Top of INFORMATION SHOWN

PR #85, opened 2018-11-06
use https protocol everywhere

chicoxyzzy:


xtuc:
Actually we could omit the protocol in every URLs in the file and add `https://` to the template, all links will be in HTTPs by default

littledan (approved):
Seems like a good incremental step, even if we could do other things in the future to use https everywhere.

PR #92, opened 2018-11-27
Add Ecma Logo

codehag:
As per our discussion in the monthly meeting, I have added the logo to the text description in the intro. If anyone has some suggestion on how to make this look good, it would be very much appreciated


zoepage:
I'll take a look

rkirsling:
My two cents:
I think the logo works fine where it is (though it could perhaps be increased in size a bit), but I think the "We are part of" text is redundant. Since the paragraph begins with "Ecma International's TC39 is...", having the Ecma International logo sit directly underneath seems like a good finishing touch on its own.

codehag:
@zoepage ping ;)

zoepage:
Looks great! :)

littledan:
Yeah, this looks great to me too. I'm glad we included the Ecma logo, but in a way that fits in well with the rest of the page (e.g., not too huge).

PR #96, opened 2019-01-17
Code samples

hemanth:
Code samples for few of the proposals.

P.S: I am having issues running the docker, pinged on IRC.

### DIFF
--- a/_data/stage3.yml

Bottom of INFORMATION SHOWN

TASK STATEMENT:
Copy out each line from the preceding entries that mentions the word "good".

SOLUTION:
Seems like a good incremental step, even if we could do other things in the future to use https everywhere.
As per our discussion in the monthly meeting, I have added the logo to the text description in the intro. If anyone has some suggestion on how to make this look good, it would be very much appreciated
I think the logo works fine where it is (though it could perhaps be increased in size a bit), but I think the "We are part of" text is redundant. Since the paragraph begins with "Ecma International's TC39 is...", having the Ecma International logo sit directly underneath seems like a good finishing touch on its own.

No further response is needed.